From Science Daily: Military veterans returning from combat situations face a higher risk--above most other populations--of developing posttraumatic stress disorder (PTSD). Symptoms, which may include flashbacks, night terrors, and intense emotional reactions, affect not only veterans, but also the partners of veterans. Previous studies have shown a significant association between PTSD and intimate relationship problems.
Although services exist to help veterans who are experiencing trauma symptoms, they are often underutilized. Family studies researchers at the University of Illinois would like to see that change. They recently assessed an existing weeklong, intensive retreat model for veterans and their romantic partners that includes therapeutic group and couple counseling, as well as relaxation activities. They determined that this model is successful in helping to reduce symptoms and distress for the participants.
Kale Monk, a graduate research assistant in the Department of Human Development and Family Studies at the U of I and lead author of the study said that many veterans with PTSD may not seek help because of the stigma associated with mental illness.

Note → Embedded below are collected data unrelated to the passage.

PR #142, opened 2019-04-01
Fix unneeded unit return type

lzutao:
cc #137


lzutao:
Closed in favor of unique PR.

PR #148, opened 2019-04-03
Cleanup implementation of elf::gnu_hash::hash

### LINKED ISSUE #147: Is elf::gnu_hash::hash signature correct?
I personally think that `symbol` should be `&[u8]`. 
Look [at the code in glibc](https://code.woboq.org/userspace/glibc/elf/dl-lookup.c.html#552), it's just a C-string with no UTF-8 encoding requirements.

https://github.com/m4b/goblin/blob/e6f784eedd8499b44c05cde856fb38d14b5b0c84/src/elf/gnu_hash.rs#L26-L34

Also the implementation is not correct, 33 not 32.

I'm working on this issue right now. Just want to know what you guys think about this.

Btw, I don't think the hash function is in correct location. 
It shouldn't be in the macro because it's just an associated function
and it doesn't depend on `$size`.

lzutao:
Fix #147

### DIFF
--- a/src/elf/mod.rs
+++ b/src/elf/mod.rs
@@ -38,7 +38,7 @@
 //! `endian_fd` features if you disable `default`.
 
 #[macro_use]
-mod gnu_hash;
+pub(crate) mod gnu_hash;
 
 // These are shareable values for the 32/64 bit implementations.
 //
--- a/src/elf/gnu_hash.rs
+++ b/src/elf/gnu_hash.rs
@@ -12,7 +12,32 @@
 //!   3. maskwords
 //!   4. shift2
 //!
-//! See: https://blogs.oracle.com/ali/entry/gnu_hash_elf_sections
+//! See: https://blogs.oracle.com/solaris/gnu-hash-elf-sections-v2
+
+/// GNU hash function: takes a string and returns the u32 hash of that string
+pub fn hash(symbol: &str) -> u32 {
+    const HASH_SEED: u32 = 5381;
+    let mut hash = HASH_SEED;
+    for b in symbol.as_bytes() {
+        hash = hash
+            .wrapping_mul(33)
+            .wrapping_add(u32::from(*b));
+    }
+    hash
+}
+
+#[cfg(test)]
+mod tests {
+    use super::hash;
+    #[test]
+    fn test_hash() {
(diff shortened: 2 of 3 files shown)


src/elf/mod.rs
```diff
@@ -38,7 +38,7 @@
 //! `endian_fd` features if you disable `default`.
 
 #[macro_use]
-mod gnu_hash;
+pub mod gnu_hash;
```
lzutao: `pub(crate)` if needed.

philipc:
My concern with this one is that while symbols are technically `&[u8]`, in goblin I think we mostly treat them as `&str`, so this change would be inconsistent with the rest of goblin.

m4b:
> My concern with this one is that while symbols are technically `&[u8]`, in goblin I think we mostly treat them as `&str`, so this change would be inconsistent with the rest of goblin.

Yea I'd like to second this; I'm not saying 100% we shouldn't do this for, but I don't want to merge this before thinking about this more deeply. E.g., should the `StrTable` hand out `&[u8]` slices now? Honestly not sure that's really a win, and not sure what benefit it gets us really. At the end of the day majority of downstream users will end up converting it to `&str` anyway. OR, if they don't want/can't do that, they always have the option to access the raw bytes directly (since they gave us bytes to parse) and just use them for whatever purpose they need.

m4b:
I guess this would help if we had a direct usecase where interpreting the symbol as `&str` was actively harmful/troublesome/unhelpful.

lzutao:
[The ASM generated](https://godbolt.org/z/M18xSK) if we replace `&str` with `&[u8` is the same. So there
are performance benefices worth for this breaking change. I'll revert the 
change to use `&str` instead.

philipc:
So the changes in this PR now are:
- eliminate some duplicate code
- use `hash * 33` instead of `hash * 32 + hash` (Note that this code was already correct, but this change is fine since the compiler can do that optimisation itself.)
- add tests

Is that correct?

> The ASM generated if we replace &str with &[u8 is the same.

This is expected, because the first thing the function does with the symbol is convert it `&[u8]` (which is free).

lzutao:
@philipc You are correct. Now the PR is just a clean up.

"After veterans complete their service, they may be reluctant to report some of these symptoms because they feel a sense of shame or that others would think less of them if they sought therapy," he explains. "Many service members fear that seeking treatment will have negative consequences for their career or that their security clearance will even be revoked."

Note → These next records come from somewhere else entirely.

PR #150, opened 2019-04-04
Running `cargo fmt` on whole project

lzutao:
Only run `cargo fmt` on project. No other changes is made.


philipc:
This is going to be up to @m4b to decide if the formatting is ok. If there's only some parts that aren't acceptable, then we can consider adding some `#[rustfmt::skip]` annotations before running `cargo fmt`.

He adds that another important reason veterans may not seek treatment is that they don't want to take time away from their families for long-term counseling and most services don't incorporate the partner or family. "Therapy could take anywhere from 8 sessions to months of treatment and that takes time away from service members reuniting with their families, and most people just want to go back to their lives after a long deployment. Service members and veterans indicate that they would be more willing to engage in treatment if it was brief and family focused."
Monk says this has prompted service providers to seek out brief workshops or retreats for veterans that also include their support systems.
In a recent study, Monk and colleagues assessed what they call the Veteran Couples Integrative Retreat (VCIIR) model--seeking to evaluate a specific, inclusive treatment for those who had served and may still suffer from trauma, and their partners. The model uses a holistic treatment approach including traditional therapeutic couple sessions and group psychoeducation, as well as yoga, massage, hiking, equine-assisted therapy, and other recreational wellness activities to promote relaxation.
For the current study, veterans must have had a diagnosis of PTSD or be experiencing PTSD symptoms, as well as a referral from a physician or VA clinic staff member in order to participate in the retreat.
During the weeklong retreat, participants engage in general psychoeducation, where they are given information about trauma, how it manifests, and what it looks like. Facilitators also share coping strategies for the veteran and the partner, such as how to handle stressors or identify triggers.